Mesenchymal stem cells (MSCs) are a new therapeutic strategy for inflammatory bowel disease (IBD), and their efficacy has been widely recognized. However, there are still some challenges in cell therapy, including stable cell passage, laboratory conditions for cell culture, high-cost burden, and poor transplantation. The conditioned medium (CM) of MSCs is considered be an excellent alternative to cell transplantation, but the paracrine group in MSC-CM is limited in variety and low in concentration, which cannot meet the therapeutic needs of injured tissues and needs to be optimized. Pretreatment with low concentration of hydrogen peroxide (H₂O₂) can not only protect cells from oxidative damage, but also play a role similar to growth factors and regulate the physiological function of stem cells, to obtain an improved conditioned medium. To determine the optimal protocol for pretreatment of MSCs with H₂O₂, and to study the efficacy and potential mechanism of MSC-CM pretreated with H₂O₂ on Dextran Sulfate Sodium (DSS)-induced acute experimental colitis. MSCs were exposed to different concentrations of H₂O₂, and the optimal H₂O₂ pretreatment conditions were determined by evaluating their critical cell functional properties. H₂O₂-pretreated MSC-CM was transplanted into experimental mouse colitis by enema at 2, 4, and 6 days in modeling, and the changes of colonic tissue structure, the levels of inflammation and oxidative stress, the molecular changes of Nrf2/Keap1/ARE axis, and the related indicators of apoptosis in colonic epithelial cells were observed in each group. In vitro, Pretreated MSCs with 25 μM H₂O₂ significantly enhanced cell proliferation, migration, and survival, but had no effect on apoptosis.

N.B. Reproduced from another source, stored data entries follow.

Issue #418, opened 2018-10-29
Defining request triggers 


GitJamis:
![image](https://user-images.githubusercontent.com/20326241/47680657-11c82080-db8d-11e8-80f1-d14bdee15de6.png)

isaacvetter:
Hey @GitJamis ,

This is clearly an important issue. I really like your ![flow diagram](http://hl7.org/fhir/uv/pddi/2018Sep/assets/images/CPOE_workflow.svg).

which suggests that a CPOE system could reasonably support:
* [medication]-[select|dose|route|frequency|duration|link|sign]

Most steps for a procedure would be different, but `select` and `sign` would remain applicable. Therefore, a more reuseable set of hooks that weren't specific to medication or procedure could be `order-select` or `order-sign`. 

Two questions:
1) From an academic, clinical perspective, what would the similar set of steps be for a procedure?
2) Any concerns with my proposing `order-select` and `order-sign`and then simply identifying medication-prescribe as a medication specific subset of `order-sign` ? (Effectively, implementing Matt's suggestion from #411).

Isaac

PR #428, opened 2018-11-15
Propose order-select hook

isaacvetter:


docs/hooks/order-select.md
```diff
@@ -0,0 +1,366 @@
...
+| specificationVersion | 1.0
+| hookVersion | 0.1.0
+
+## Workflow
+
+The `order-select` hook fires when a clinician selects one or more orders to place for a patient. 
+This hook is among the first workflow events for an order entering a draft status. 
+The context of this hook may include defaulted order details 
+as it occurs immediately upon the clinician selecting the order from the order catalogue of the CPOE, 
+but before she manually specifies order details (e.g. dose, quanity, route, etc).
```
brettmarquard: update quanity to quantity

docs/hooks/order-select.md
```diff
@@ -0,0 +1,366 @@
...
+
+## Workflow
+
+The `order-select` hook fires when a clinician selects one or more orders to place for a patient. 
+This hook is among the first workflow events for an order entering a draft status. 
+The context of this hook may include defaulted order details 
+as it occurs immediately upon the clinician selecting the order from the order catalogue of the CPOE, 
+but before she manually specifies order details (e.g. dose, quanity, route, etc). 
+Additionally, the context may include previously selected orders that are not yet signed from the same ordering session. 
+The `order-select` hook occurs after the clinician selects the order, but before she fills out (configures) the order.
```
brettmarquard: Does it make sense to add a sentence on how this is different than the 'medication-prescribe' hook? 

'This is different than the 'medication-prescribe' which is triggered after a clinician completes the details or the order.'

docs/hooks/order-select.md
```diff
@@ -0,0 +1,366 @@
+# `order-select`
+
+| Metadata | Value
+| ---- | ----
+| specificationVersion | 1.0
+| hookVersion | 0.1.0
+
+## Workflow
+
+The `order-select` hook fires when a clinician selects one or more orders to place for a patient.
```
brettmarquard: I assume this is a generic 'order-select' hook but all examples are for medications. If this applies to labs and procedures, please consider adding here.

docs/hooks/order-select.md
```diff
@@ -0,0 +1,366 @@
...
+
+Field | Optionality | Prefetch Token | Type | Description
+----- | -------- | ---- | ---- | ----
+`userId` | REQUIRED | Yes | *string* | The id of the current user.<br />For this hook, the user is expected to be of type [Practitioner](https://www.hl7.org/fhir/practitioner.html).<br />For example, `Practitioner/123`
+`patientId` | REQUIRED | Yes | *string* |  The FHIR `Patient.id` of the current patient in context
+`encounterId` | OPTIONAL | Yes | *string* |  The FHIR `Encounter.id` of the current encounter in context
+`selections` | REQUIRED | No| *array* | The FHIR id of the newly selected order(s).<br />The `selections` field references FHIR resources in the `orders` Bundle. For example, `MedicationRequest/103`.
+`orders` | REQUIRED | No | *object* | DSTU2 - FHIR Bundle of MedicationOrder, DiagnosticOrder, DeviceUseRequest, ReferralRequest, ProcedureRequest, NutritionOrder, VisionPrescription with _draft_ status <br/> STU3 - FHIR Bundle of MedicationRequest, ReferralRequest, ProcedureRequest, NutritionOrder, VisionPrescription with _draft_ status
```
kpshek: Should this be renamed as `draftOrders`?

isaacvetter: `order-review` calls this `orders`, does that change your mind?

docs/hooks/order-select.md
isaacvetter: Per conversation, this definition of the workflow step at which the `medication-prescribe` hooks fires should live in a separate issue/PR specifically about `medication-prescribe`. Further, we should consider deprecating `medication-prescribe` in favor of a `medication-select` and `medication-sign`.

docs/hooks/order-select.md
isaacvetter: We talked through this on the CDS call, there was general support for the name `draftOrders` over the current `orders`. This has been updated in `order-sign` and updating now in `order-select` PRs.

isaacvetter:
Hey @brettmarquard - will you re-review and verify that I addressed all your comments (and approve if appropriate)? @kpshek, @brynrhodes - could you please review?

docs/hooks/order-select.md
```diff
@@ -0,0 +1,366 @@
...
+| specificationVersion | 1.0
+| hookVersion | 0.1.0
+
+## Workflow
+
+The `order-select` hook fires when a clinician selects one or more orders to place for a patient, (including orders for medications, procedures, labs and other orders). 
+This hook is among the first workflow events for an order entering a draft status. 
+The context of this hook may include defaulted order details 
+as it occurs immediately upon the clinician selecting the order from the order catalogue of the CPOE, 
+but before she manually specifies order details (e.g. dose, quantity, route, etc).
```
jmandel: This distinction is unclear to me -- is it proposing that clinician-supplied details like dosing would not be passed along with this hook? I'm concerned that we're deprecating a simple model (an in-progress hook that re-fires any time an in-progress order changes) in favor of a complex model (https://github.com/cds-hooks/docs/issues/418) **but we've only introducing support for one step* of the complex model.

This strikes me as a net *reduction in functionality without simplifying* the problem.

it is possible I have misunderstood the intention of this hook, in which case it would be good to clarify here and in the definition.

isaacvetter: Hey @jmandel ,

I think that you definitely understand the intention of this hook. It fires as early as possible in the ordering workflow and will not contain clinician-specified details. It's contrasted with the `order-sign`, which fires at the last possible step in the ordering workflow and does contain all details. 

>an in-progress hook that re-fires any time an in-progress order changes

Neither [med-prescribe](https://cds-hooks.hl7.org/ballots/2018May/hooks/medication-prescribe/) nor [order-review](https://cds-hooks.hl7.org/ballots/2018May/hooks/order-review/) are documented nor, per my impression, understood nor implemented to behave in the way you're describing (frequent re-firing). 

The [Jan, 30th CDS WG call](http://wiki.hl7.org/images/7/7a/2019-01-30_CDS_WG_Call_Minutes.docx) talked through a potential `order-accept` hook which would implement an additional middle step between `order-select` and `order-sign` and represent some intermediate point at which the provider tentatively accepted order details, but before she signed.

kpshek: @jmandel / @isaacvetter - What if this hook was invoked both when then order is first selected and then also can be invoked each time the clinician specifies/selects a new detail?

FWIW, Cerner's current CPOE functionality today only triggers CDS when the order is first selected and then upon signing the order. So, exactly as how @isaacvetter has proposed here today. So, we wouldn't be able to support this in-progress hooking today.

jmandel: > Neither [med-prescribe](https://cds-hooks.hl7.org/ballots/2018May/hooks/medication-prescribe/) nor [order-review](https://cds-hooks.hl7.org/ballots/2018May/hooks/order-review/) are documented nor, per my impression, understood nor implemented to behave in the way you're describing (frequent re-firing).

FWIW, the sandbox implements them this way -- which is "code as documentation". (Seriously though, it's been the only way that developers have been able to use/test the functionality, so it's what people expect/believe about how the hook works.)

From my perspective right now, this change is introducing a more complicated system *and* reducing functionality. I can be led to reason, though! Could you help articulate the value it's introducing?

kpshek: @jmandel - What I was trying to ask/propose is what if we documented `order-select` at behaving in the way you describe but keep flexibility if a CPOE system only wanted to invoke `order-select` when the user first selects the order. Basically, I'm trying to strike a balance between the reality of some major CPOE systems today and what a re-envisioned (or newer) CPOE system should be capable of doing.

kpshek: Here are the options I see:

#### Define two hooks
We define a hook that supports selecting the order initially (eg, `order-select`).
We define another hook that supports selecting order details (eg, `order-detail-select`). Other than when the hook is invoked, the context will be identical to `order-select`.

I really don't like this option because I don't think it encourages interoperability and I don't like the duplication between the two hooks.

#### Define one hook
We define a hook that supports selecting the order initially as well as each time a detail is selected. CDS Clients are free to invoke the hook when they can.

This is my preferred option.

To support this, we could add the following to the description:

> If supported by the CDS Client, this hook may also be invoked each time the clinician selects a detail regarding the order.

Thoughts @isaacvetter on adding this additional line?

jmandel: Thanks for spelling out this proposal @kpshek. No surprise, I like it :-)

mattvarghese: Hey @jmandel, the two options Kevin spells out above and a third option of `order-cds` hook which applies at selection, modification of detail, and signing were discussed during the **HL7 Workgroup call on 01/30/2019** 
* Minutes: http://wiki.hl7.org/index.php?title=File:2019-01-30_CDS_WG_Call_Minutes.docx
* The working title of the hook in the minutes is `order-accept` where Kevin says `order-detail-select` above. 

Noteworthy excerpts:
* agree that there are 3 stages;
* EHR could implement `order-select` hook at time of accept as well
*  consensus around select and sign. Do select and sign for now; work further towards accept
* what if we had just one hook `order-cds`; this way, we are not prescriptive
* **Motion:** publish `order-select` and `order-sign` hook as currently written in github pull
request; they will have a low maturity status, and that somebody **take on a write-up of
the** `order-modify` **or** `order-accept`

jmandel: Thanks for this context @mattvarghese! When you write "EHR could implement `order-select` hook at time of accept as well," I think that's consistent with @kpshek's proposed tweaks above, to make sure that the hook documentation reflects this important fact. Does this make sense to you too?

mattvarghese: @jmandel that was not my suggestion. That was an excerpt from the minutes of the call, calling out that we discussed this (the specific line was from Ken in the minutes). See the document I linked.

In the call it was then decided this was not the way to go; rather to have separate `order-select`, `order-sign` and `order-accept` (name wasn't finalized) was the preference, after discussion of the pros and cons. 

I am personally okay with what you suggest, but I would feel like I am unfaithful to the decisions of the call if I do that. I think we should stick with the decisions of the call for now in publishing this pull request, and open separate issues to debate modifications to what was decided in the call as part of the process of maturing the hooks. Especially in this case, if we decide not to have a separate hook, but to allow `order-select` when changing the selections also, that would be a backward compatible change, so that we will not make added work for us by publishing this pull request as is.

isaacvetter: Hey Guys,

Great conversation. It's probably a good sign that this group is independently debating the same issues as CDS! These are important hooks and we're figuring out how the hook proposal process works.

With that said, I think that this level of scrutiny for the initial publishing of a low-maturity hook is generally inappropriate. A hook should be easily proposed. The in-depth feedback (and subsequent modifications and refinement) should best occur as the hook matures.

To that end, I just created issue #468 for further consideration. I'm going to resolve this conversation on this initial PR.  Are there additional obstacles to approving this PR?

Isaac

jmandel: > With that said, I think that this level of scrutiny for the initial publishing of a low-maturity hook is generally inappropriate.

I'm not sure this is fair: the "low-maturity hook" proposal is actually proposing that we deprecate a functional hook (indeed, one of only *two* functional hooks that we've been using continuously in our sandbox since September 2015). So I think the degree of scrutiny is merited, especially as this proposal would deprecate the existing functionality without replacing it.

I hope my rationale is clear here -- I'm excited to see strong discussion in this space :-)

isaacvetter: hey @jmandel ,

>this "low-maturity hook" proposal is actually proposing that we deprecate a functional hook

Well, technically it's not. We're creating the replacement for some of these hooks, but this PR doesn't deprecate either `med-prescribe` or `order-review`.

There is an existing discussion on the overall deprecation process on #433, although isn't explicitly about deprecating `med-prescribe` and `order-review`.

jmandel: I think the issue is that this PR (#428) duplicates / re-frames aspects of existing functionality, and its sibling #429 proposes to deprecate other aspects. I'm reviewing the two together as a package, since they appear to be part of the same "framework" and were considered together by the CDS Hooks workgroup, if I've understood correctly.

In any case, I don't mean to hold back progress!  My preference would be to update this PR to include the language @kpshek proposed. Perhaps this PR is a good test for our https://github.com/cds-hooks/docs/blob/master/GOVERNANCE.md process (and an opportunity to better understand how it intersects with the voting process within HL7).

jmandel: I'm hitting "unresolve" because the language @kpshek proposed isn't yet added (unless I'm missing it)

mattvarghese: @jmandel, do you know that some entity is actively relying on `medication-prescribe` being called every time some selection changes? 

1. There does not seem to be any mention in the definition of `medication-prescribe` that it was to be called every time some data changes. So I am not sure your statement stands that
>especially as this proposal would deprecate the existing functionality without replacing it.

What you are asking for replacement does not seem to be part of the `medication-prescribe` definition.

2. This was discussed extensively in the CDS Work Group call that I mentioned above, and the motion was passed 14/0/0 with no one countering or abstaining. I would think if this was actually  a problem to someone, we would have heard it by now? So is this a real world concern?

3. Are there any EMRs supporting a medication prescribe hook today that re-invokes the hook every time something is changed on the order? I would think performance considerations alone would make EHRs wary of such a choice.

jmandel: > do you know that some entity is actively relying on `medication-prescribe` being called every time some selection changes?

This has been the sandbox behavior since the beginning, so anyone who has built a hook to-date sees/expects this behavior. It's essential, for example, for any service that offers dosing advice.

mattvarghese: Well, the hook itself is badly specified is the reason it is being deprecated, right? So then, I wouldn't assign a lot of merit to the sandbox behavior - I will say, that would not be how I would expect an EHR implementation to work. 

As for dosing advice services, those should really use the proposed `order-sign` hook. It would be rather distracting, in addition to a performance personality, if it keeps popping up an alert every time the physician adjusts the dose while they haven't finalized it.

mattvarghese: PS: and that is also the argument why `order-detail-select`/`order-accept` needs to be a separate hook. While it is distracting if it keeps popping up while the physician is filling out the order, there may be some (very few) legitimate cases where it is important enough that this is still done. So the ability to distinguish between initial selection, intermediate detail change, and final signing is of paramount importance.

jmandel: We're talking in circles :-)

I obviously think the behavior is important even if it has historically been under-specified. I'm trying to prevent the behavior from be being specified *out of existence*, by instead clarifying our language in a way that *affirms the behavior*.

> if it keeps popping up an alert

In my opinion, very little or none of this advice should ever pop up an alert; that's up to each CDS client to define, of course. In any case, I think we both agree that popping up alerts in the middle of workflow makes for a frustrating UX.

To be clear, @kpshek's proposed language wouldn't require you to re-trigger the hook if you thought it would mean a performance hit within your system. It proposed an option.

Re: applying decision support at order signing, this is in my opinion a very late stage at which to be introducing changes to a dose. Much better to provide feedback early and often (and ambiently, rather than interruptively, if I can use adjectives loosely).

mattvarghese: Yes, it is a proposed option. But the option was discussed in the HL7 call, and as far as I could tell there were two conclusions
1. it was preferred to have a separate `order-detail-select` / `order-accept hook`. If we do that, then @kpshek 's proposed language will conflict with that hook. So if this need is there, a separate hook needs to be written up.
2. There did not seem like there was an urgent need for this hook during the call. At least it did not to me, and it was agreed that the `order-select` and `order-sign` hooks can be published and marked as deprecating `medication-prescribe` and `order-review` without this new hook being written up. The writing up of the new hook can be deferred till later, until good thought and use-cases can be factored into it.

mattvarghese: PS: Josh, I myself was the person who suggested in the HL7 call that we should allow order-select hook to fire at the time of accepting order edits. I was convinced by others in the call that a spearate hook is the better option. It's in the minutes:
>Matt – EHR could implement order-select hook at time of accept as well

mattvarghese: Based on my own comment in the pull request for `order-sign` https://github.com/cds-hooks/docs/pull/429#issuecomment-466241919, I am withdrawing my disagreement with adding the below to the description of `order-select` in the interest of closure.

>If supported by the CDS Client, this hook may also be invoked each time the clinician selects a detail regarding the order.

isaacvetter:
Resolves #468

docs/hooks/order-select.md
isaacvetter: Awesome!

@jmandel, when you get a chance, will you please re-review/approve and resolve, if appropriate?

Then I'll merge ... and we'll have our first proposed hook since 2015 or so! 🎉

In vivo, MSC-CM treatment decreased apoptosis and extracellular matrix deposition, and maintained the mechanical barrier and permeability of colonic epithelial cells in experimental mouse colitis. Mechanistically, H₂O₂-pretreated MSC-CM against reactive oxygen species (ROS) production and MDA generation, accompanied by increases in components of the enzymatic antioxidant system includes SOD, CAT, GSH-PX, and T-AOC, which is through the up-regulation of the Nrf2, HO-1, and NQO-1 antioxidant genes. Our data confirmed that 25 μM H₂O₂ pretreated MSC-CM treatment could effectively improve intestinal mucosal repair in experimental colitis, which may be achieved by activating Nrf2/Keap1/ARE pathway.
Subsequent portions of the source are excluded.